🤖 AI Summary
Addressing the challenges of cross-skeleton motion transfer and modeling temporal inconsistencies and point indistinguishability in temporal point clouds (TPCs), this paper proposes PUMPS—the first general-purpose motion pretraining framework for sequential point clouds. Methodologically, it introduces: (1) a learnable, skeleton-agnostic feature representation based on Gaussian-noise identifiers; (2) a lightweight linear assignment strategy for point correspondence, replacing computationally expensive point-wise attention mechanisms; and (3) a frame-level point cloud encoder–latent-space decoder architecture, jointly optimized via self-supervised pretraining and task-specific fine-tuning. Without requiring native labeled data, PUMPS achieves state-of-the-art performance directly after pretraining. After fine-tuning, it consistently outperforms dedicated methods on downstream tasks—including motion denoising and action estimation—demonstrating superior generalizability and structural universality across diverse skeletal configurations and motion dynamics.
📝 Abstract
Motion skeletons drive 3D character animation by transforming bone hierarchies, but differences in proportions or structure make motion data hard to transfer across skeletons, posing challenges for data-driven motion synthesis.

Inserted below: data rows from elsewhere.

PR #57, opened 2016-03-03
Remove dependency on TinyXML

nderwin:
This pull request converts the following remaining areas that were using TinyXML for unmarshalling and marshalling XML files to using the Java Architecture for XML Binding (JAXB)

- Map settings 
- Game options (mmconf/gameoptions.xml)
- Client preferences (clientsettings.xml)
- Entity verifier configuration (UnitVerifierOptions.xml)
- The Drawing Board mech files (data/mechfiles/.../*.xml)

Unit tests have been added for each to test that the files can be marshalled and unmarshalled as expected.  The format of existing XML files for these areas is **unchanged** - all of these conversions are intended to be backwards compatible with existing files.

Additionally, the build script was modified to copy over test resources to sit along side the compiled test classes so they would function.

Minor code updates appear as well, where the impact was minimal.

A bug was also fixed with the Entity Verifier.  The original code was looking for a tag named "tragcomp" in the configuration file.  This has been fixed to "targcomp", so more entities may now fail the verifier.

Files removed with the PR are

- megamek/lib/TinyXML.jar (no longer needed)
- megamek/lib/tinyXML07-src.zip (no longer needed)
- megamek/src/megamek/common/XMLStreamParser.java (deprecated and not used)
- megamek/src/megamek/test/TinyXMLTest.java (no longer needed)

PR #69, opened 2016-03-08
adjusted default JAXB constructor visibility

nderwin:
removed a method from PreferenceManager.Store that wasn't used

Per request https://github.com/MegaMek/megamek/pull/57#issuecomment-193250609.

### DIFF
--- a/megamek/src/megamek/common/loaders/TdbFile.java
+++ b/megamek/src/megamek/common/loaders/TdbFile.java
@@ -20,6 +20,7 @@ import java.util.HashMap;
 import java.util.List;
 import java.util.Map;
 import java.util.Objects;
+
 import javax.xml.bind.JAXBContext;
 import javax.xml.bind.JAXBException;
 import javax.xml.bind.Unmarshaller;
@@ -32,6 +33,7 @@ import javax.xml.bind.annotation.XmlType;
 import javax.xml.bind.annotation.XmlValue;
 import javax.xml.bind.annotation.adapters.XmlAdapter;
 import javax.xml.bind.annotation.adapters.XmlJavaTypeAdapter;
+
 import megamek.common.BipedMech;
 import megamek.common.Entity;
 import megamek.common.EquipmentType;
@@ -479,7 +481,10 @@ public class TdbFile implements IMechLoader {
         @XmlElement(name = "version")
         String creatorVersion = "Unknown";
 
-        Creator() {
+        /**
+         * Required for JAXB.
+         */
+        private Creator() {
         }
     }
 
@@ -518,7 +523,10 @@ public class TdbFile implements IMechLoader {
         @XmlElement(name = "structural")
         Structure structure;
 
-        BasicInformation() {
+        /**
+         * Required for JAXB.
+         */
+        private BasicInformation() {
         }
 
     }
@@ -550,7 +558,10 @@ public class TdbFile implements IMechLoader {
         @XmlElement(name = "internal")
         String structureType;
 
-        Structure() {
+        /**
+         * Required for JAXB.
+         */
+        private Structure() {
         }
 
         boolean isClanTC() {
@@ -572,7 +583,10 @@ public class TdbFile implements IMechLoader {
         @XmlAttribute(name = "level")
         Integer rulesLevel;
 
-        Technology() {
+        /**
+         * Required for JAXB.
+         */
+        private Technology() {
         }
 
     }
@@ -586,7 +600,10 @@ public class TdbFile implements IMechLoader {
         @XmlAttribute
         String LAMTonnage;
 
-        MovementModifier() {
+        /**
+         * Required for JAXB.
+         */
+        private MovementModifier() {
         }
     }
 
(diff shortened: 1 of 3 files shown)


arlith:
I still seem to be getting warnings in PreferenceManager and GameOptions.

nderwin:
@arlith  Can you elaborate?  I have no such warnings showing up in NetBeans, and I don't use Eclipse.

arlith:
It's strange, I'm still getting the same "The constructor GameOptions.GameOptionsXML() is never used locally" warnings, but only if I go to the source file, not in the list of Errors/Warnings.  This happens in GameOptionsXML and PreferenceManager.Settings, PreferenceManager.Store and PreferenceManager.XmlProperty.  However, I have no warnings in TdbFile.

nderwin:
@arlith Sounds like an Eclipse issue?  It's not very smart about recognizing changes to files that it didn't make.  At least that's what I have noticed while using another product I have to use for work that is based on the Eclipse platform.  You could try the old "turn it off and on again" trick, if you haven't already.  That seems to clear up the problems I run into.

arlith:
yea, I tried all of those, heh.  I don't use git inside of Eclipse; I use it at the command line.  Eclipse isn't very good about refreshing files after I make changes outside of Eclipse, so I'm in the habit of refreshing all the project files after making pulls.  Originally it reported those warnings in the list of warnings, after which I refreshed and they still appeared, then I closed Eclipse and reopened it.  That's when the warnings disappeared from the global list, but if I open the individual source file it still warns me that the constructors aren't used locally.

arlith:
It does look like the warnings will appear in the global error/warning list.  I'm not sure why GameOptions and PreferenceManager get these unused constructor warnings but TdbFile doesn't, as the code seems the same to me.

arlith:
Why is it necessary to explicitly define a private constructor for JAXB?  Doesn't the compiler automatically add a default constructor if no other constructors are defined?  Does the constructor need to be private?  I'm still seeing weird behavior in Eclipse where it warns about some of the private default Constructors, but not all of them.  I could potentially suppress those warnings, but I don't think that is a good solution.

Akjosch:
> Why is it necessary to explicitly define a private constructor for JAXB?

Because it uses reflection to create the instances and only tries the non-args constructor. (specifically, via `cls.getConstructor().newInstance()`). There are ways to avoid it, via XMLAdapters, but it's generally simply easier.

> Doesn't the compiler automatically add a default constructor if no other constructors are defined?

It does, but only when no other constructor is defined. Reference: [JLS 8.8.9](http://docs.oracle.com/javase/specs/jls/se7/html/jls-8.html#jls-8.8.9).

>  Does the constructor need to be private?

For JAXB, it can have any access level.

arlith:
It seems then that the private non-args constructors for `GameOptions.GameOptionsXML`, `PreferenceManager.Settings`, `PreferenceManager.Store`, and `PreferenceManager.XmlProperty`could be removed them.  You could leave a comment indicating that there must be a non-args constructor for JAXB, just in case someone adds a constructor in the future.  It does appear that making the constructors public doesn't remove the warnings (I presume because they are private inner classes).

Akjosch:
It's rather simple: If you remove them, JAXB will not be able to unmarshall those classes.

My solution would be to add `@SuppressWarnings("unused")`. You simply need to do this with JAXB sometimes, for example when you implement the event callbacks:

* `private void beforeUnmarshal(Unmarshaller unmarshaller, Object parent);`
* `private void afterUnmarshal(Unmarshaller, Object parent);`
* `private boolean beforeMarshal(Marshaller marshaller);`
* `private void afterMmarshal(Marshaller);`

All of those, if implemented, give you the same warning. In all of those cases, the warning is wrong; the methods are being used by JAXb.

arlith:
I'm willing to accept that you must have those definitions for JAXB to work, but I just want to better understand why.  If the compiler will add a default constructor if no other constructors exist, this should satisfy JAXB's requirements, no?  It seems like, the problem only exists if you need a constructor with arguments (which seems very unlikely in this case).


I am also willing to accept that we have to add suppress warning annotations, however I am not currently convinced that this won't create problems with different versions of Eclipse.  For instance, my version of Eclipse does **not** warn me about `private Creator()` in line 487 of `TdbFile`.

Ahhhh.... I may have figured it out now.  I had thought that there wasn't a difference between something like `TdbFile.Creator` and `GameOptions.GameOptionsXML`, but there is.  And the difference is why we can't do what I suggested above: GameOptions.GameOptionsXML **does** have two constructors.

It looks like, for  `GameOptions.GameOptionsXML`, `PreferenceManager.Settings`, `PreferenceManager.Store`, and `PreferenceManager.XmlProperty` we will need to add annotations to suppress the warnings.  I now have a better understanding and I'm willing to make this change.

nderwin:
Thanks for the follow-up @Akjosch.

Originally, I had the no-arg constructors at protected or package-private visibility, but then changed them all to private to try to alleviate Eclipse's complaint.  I use NetBeans, which has no problem with those constructors at any visibility.

@arlith If you'd rather I do it, I can deal with it and make a new PR.

arlith:
I made the change in 6352cc5.  It's easy to add the suppress annotations, so it's not a big deal.

PR #71, opened 2016-03-09
Fixing the map resize dialogue having switched "west" and "south" labels

Akjosch:
I'm surprised nobody noticed yet ...


arlith:
Stick around long enough, you'll be surprised by nothing.

PR #72, opened 2016-03-09
Bug terrain object contract violation

Akjosch:
The Java Object contract says (among other things) that two objects which return `o1.equals(o2) == true` for each other *also* have to return the same hashCode(). In practice, this means that you *have* to implement hashCode() if you implement equals(). Doing otherwise is an error (sadly one which the compiler doesn't catch).

In addition, there are transitivity constraints on equals() which - for non-final classes - are easiest solved by making sure the two objects are of the exactly same class. Thus replacing `this instanceof that` with `getClass().equals(that.getClass()`. For in-depth discussion on the topic and the pitfalls see [this article](http://www.drdobbs.com/jvm/java-qa-how-do-i-correctly-implement-th/184405053) and [this StackExchange question](http://stackoverflow.com/questions/27581/what-issues-should-be-considered-when-overriding-equals-and-hashcode-in-java). The comment box has *way* too little space to write it all down.

Finally, all the fields used in hashCode() should be final or effectively final. The setting of `level` to "final" just makes this something the compiler checks for us.

This is a solution for Java 6 (and earlier; down to Java 5 I think). In Java 7, the helper methods `Objects.hash()` and `Objects.equals()` (note: "Objects", not "Object") can also be used for a more concise and less error-prone implementation.

Other classes might also suffer from the same bugs, but I only checked Terrain and TerrainFactory for a bit of reference information, so that's what I'm patching.

### DIFF
--- a/megamek/src/megamek/common/Terrain.java
+++ b/megamek/src/megamek/common/Terrain.java
@@ -35,7 +35,7 @@ public class Terrain implements ITerrain, Serializable {
      * types (ie, Light Woods vs Heavy woods). Not to be confused with Hex
      * levels.
      */
-    private int level;
+    private final int level;
     private boolean exitsSpecified = false;
     private int exits;
     private int terrainFactor;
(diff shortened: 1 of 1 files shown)


Dylan-M:
Since we're actually using Java 7, and will soon be switching to Java 8, do you want to re-write this pull request using the Objects.methods you referenced?

Akjosch:
Sure, no problem. This will make testing easier too.

I also checked to be 100% sure, and getClass() returns flyweight objects - only one instance per given class -  which means it's safe to compare them with `==`.

arlith:
I was planning on merging this, but now you have the ability to merge it as well, so I will leave it to you.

Temporal Point Clouds (TPCs) offer an unstructured, cross-compatible motion representation. Though reversible with skeletons, TPCs mainly serve for compatibility, not for direct motion task learning. Doing so would require data synthesis capabilities for the TPC format, which presents unexplored challenges regarding its unique temporal consistency and point identifiability. Therefore, we propose PUMPS, the primordial autoencoder architecture for TPC data. PUMPS independently reduces frame-wise point clouds into sampleable feature vectors, from which a decoder extracts distinct temporal points using latent Gaussian noise vectors as sampling identifiers. We introduce linear assignment-based point pairing to optimise the TPC reconstruction process, and negate the use of expensive point-wise attention mechanisms in the architecture. Using these latent features, we pre-train a motion synthesis model capable of performing motion prediction, transition generation, and keyframe interpolation. For these pre-training tasks, PUMPS performs remarkably well even without native dataset supervision, matching state-of-the-art performance. When fine-tuned for motion denoising or estimation, PUMPS outperforms many respective methods without deviating from its generalist architecture.